* _YOUR INSTRUCTIONS_:
Begin with the line containing "(diff shortened: 1 of 3 files shown)" and copy every line after it to the end of the entries, exactly, leaving out the lines before it.

* _THE DATA_:
_ _ _

PR #1346, opened 2017-01-25
eknc-domain: make robust to parallel initialization

mattdangerw:
There's a few places where we had code which looked like
if (!g_file_exists)
  create_the_file;
We can run into problems here if two domains are racing to setup
directories and symlinks for the same subscriptions at the same
time. In that case you might make it through the existence check,
but by the time you get to actual file creation another domain
in another process has already completed the check.

I believe this is happening with multi-threaded make in our test
runner on ci at the moment, and could also happen when spinning up
the global search provider at the same time as an application.

Instead we move to
create_the_file;
if (!error matches G_IO_ERROR_EXISTS)
  error out;
This way if another domain has one the file creation race, we can
still proceed as normal.
https://phabricator.endlessm.com/T14909

### DIFF
--- a/ekncontent/ekncontent/eknc-domain.c
+++ b/ekncontent/ekncontent/eknc-domain.c
@@ -215,7 +215,6 @@ eknc_parse_subscription_id (EkncDomain *self,
       return FALSE;
     }
   self->subscription_id = g_strdup (json_node_get_string (id_node));
-
   return TRUE;
 }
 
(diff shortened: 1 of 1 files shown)


mattdangerw:
Kind of a shot in the dark here. The error from `ci` looks like a race on directory creation and this code *should* fix that up. But everything still paces A-ok on my machine on master and this branch (even with multithreaded test runner), so not totally sure this will clear things up.

Either way it's probably a good change to get in.

ekncontent/ekncontent/eknc-domain.c
```diff
@@ -299,9 +307,14 @@ eknc_domain_initable_init (GInitable *initable,
   g_autoptr(GFile) bundle_subscriptions_dir = g_file_get_child (self->content_dir, "com.endlessm.subscriptions");
   g_autoptr(GFile) bundle_dir = g_file_get_child (bundle_subscriptions_dir, self->subscription_id);
 
-  if (!g_file_query_exists (subscription_dir, cancellable) &&
-      !g_file_make_directory_with_parents (subscription_dir, cancellable, error))
-      return FALSE;
+  g_file_make_directory_with_parents (subscription_dir, cancellable, error);
+  if (*error)
+    {
+      if (g_error_matches (*error, G_IO_ERROR, G_IO_ERROR_EXISTS))
```
mattdangerw: It feels a little weird to be setting and unsetting the error passed in from the invoker here over the course of initialization.

The other option would be to use a local error and call g_propogate_error in all the early returns. That would be a little more verbose, I couldn't think of an actual practical reason where setting then unsetting the passed in error would bite us. But maybe makes sense to switch.

ptomato: This will crash if the caller of this function passes `NULL` in to indicate they aren't interested in the error. I think that's the reason for the `local_error` pattern.

mattdangerw:
Fixed up!

PR #1349, opened 2017-02-01
T15366

katelk28:
Card.LegacyPolaroid PDF icon and label styling

- Changed valign and vexpand properties in _legacyPolaroid.ui
- Deleted .CardLegacyPolaroid__icon padding in _mesh.scss
- Added .CardLegacyPolaroid__label padding in Card.LegacyPolaroid

https://phabricator.endlessm.com/T15366

### DIFF
--- a/data/css/_mesh.scss
+++ b/data/css/_mesh.scss
@@ -58,10 +58,6 @@ $display-font-composite: 'Roboto' !default;
 }
 
 .CardLegacyPolaroid {
-    &__icon {
-        padding-top: 10px;
-    }
-
     &__label {
         font-size: 0.9em;
         color: #666666;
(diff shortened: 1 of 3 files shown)


data/css/_mesh.scss
```diff
@@ -58,12 +58,9 @@ $display-font-composite: 'Roboto' !default;
 }
 
 .CardLegacyPolaroid {
-    &__icon {
-        padding-top: 10px;
-    }
-
     &__label {
         font-size: 0.9em;
+        padding: 0.50em 0em 0.50em 0.70em;
```
ptomato: I would suggest moving this entire section to `_legacyPolaroid.scss`, I can't think of a case where we would not want this padding.

katelk28: @ptomato good point, will do!

PR #1351, opened 2017-02-06
Make sure background stretches to fill width of set page

rmacqueen:
https://phabricator.endlessm.com/T15252

### DIFF
--- a/data/css/escola.scss
+++ b/data/css/escola.scss
@@ -69,6 +69,7 @@ $display-font: 'Raleway Black' !default;
   .background {
     background-image: url($secondary-background-image);
     background-repeat: no-repeat;
+    background-size: 100%;
   }
 
   .ContentGroupContentGroup {


data/css/escola.scss
```diff
@@ -69,6 +69,7 @@ $display-font: 'Raleway Black' !default;
   .background {
     background-image: url($secondary-background-image);
     background-repeat: no-repeat;
+    background-size: 100%;
```
ptomato: Don't you want `cover` here?

rmacqueen: As I mentioned on call, not all these background images are same size. But we always want them to cover full _width_, but not necessarily height, of `.background`, and not cut off parts of the image. 

`background-size: 100%` expands to `background-size: 100% auto`: http://www.w3schools.com/cssref/css3_pr_background-size.asp

PR #1352, opened 2017-02-06
Don't add card to arrangement map twice.

rmacqueen:
We already add it once in the create_card function.
No need to do it again in set_models.

https://phabricator.endlessm.com/T13398


xjuan:
CR pass

PR #1353, opened 2017-02-08
T15443

ptomato:
https://phabricator.endlessm.com/T15443

### DIFF
--- a/js/app/courseHistoryStore.js
+++ b/js/app/courseHistoryStore.js
@@ -69,7 +69,7 @@ const CourseHistoryStore = new GObject.Class({
                     break;
                 case Actions.DBUS_LOAD_ITEM_CALLED:
                     this.load_dbus_item(payload.ekn_id, payload.query,
-                        payload.timestamp);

_ _ _

* _SOLVED EXERCISE_:
(diff shortened: 1 of 3 files shown)


data/css/_mesh.scss
```diff
@@ -58,12 +58,9 @@ $display-font-composite: 'Roboto' !default;
 }
 
 .CardLegacyPolaroid {
-    &__icon {
-        padding-top: 10px;
-    }
-
     &__label {
         font-size: 0.9em;
+        padding: 0.50em 0em 0.50em 0.70em;
```
ptomato: I would suggest moving this entire section to `_legacyPolaroid.scss`, I can't think of a case where we would not want this padding.

katelk28: @ptomato good point, will do!

PR #1351, opened 2017-02-06
Make sure background stretches to fill width of set page

rmacqueen:
https://phabricator.endlessm.com/T15252

### DIFF
--- a/data/css/escola.scss
+++ b/data/css/escola.scss
@@ -69,6 +69,7 @@ $display-font: 'Raleway Black' !default;
   .background {
     background-image: url($secondary-background-image);
     background-repeat: no-repeat;
+    background-size: 100%;
   }
 
   .ContentGroupContentGroup {


data/css/escola.scss
```diff
@@ -69,6 +69,7 @@ $display-font: 'Raleway Black' !default;
   .background {
     background-image: url($secondary-background-image);
     background-repeat: no-repeat;
+    background-size: 100%;
```
ptomato: Don't you want `cover` here?

rmacqueen: As I mentioned on call, not all these background images are same size. But we always want them to cover full _width_, but not necessarily height, of `.background`, and not cut off parts of the image. 

`background-size: 100%` expands to `background-size: 100% auto`: http://www.w3schools.com/cssref/css3_pr_background-size.asp

PR #1352, opened 2017-02-06
Don't add card to arrangement map twice.

rmacqueen:
We already add it once in the create_card function.
No need to do it again in set_models.

https://phabricator.endlessm.com/T13398


xjuan:
CR pass

PR #1353, opened 2017-02-08
T15443

ptomato:
https://phabricator.endlessm.com/T15443

### DIFF
--- a/js/app/courseHistoryStore.js
+++ b/js/app/courseHistoryStore.js
@@ -69,7 +69,7 @@ const CourseHistoryStore = new GObject.Class({
                     break;
                 case Actions.DBUS_LOAD_ITEM_CALLED:
                     this.load_dbus_item(payload.ekn_id, payload.query,
-                        payload.timestamp);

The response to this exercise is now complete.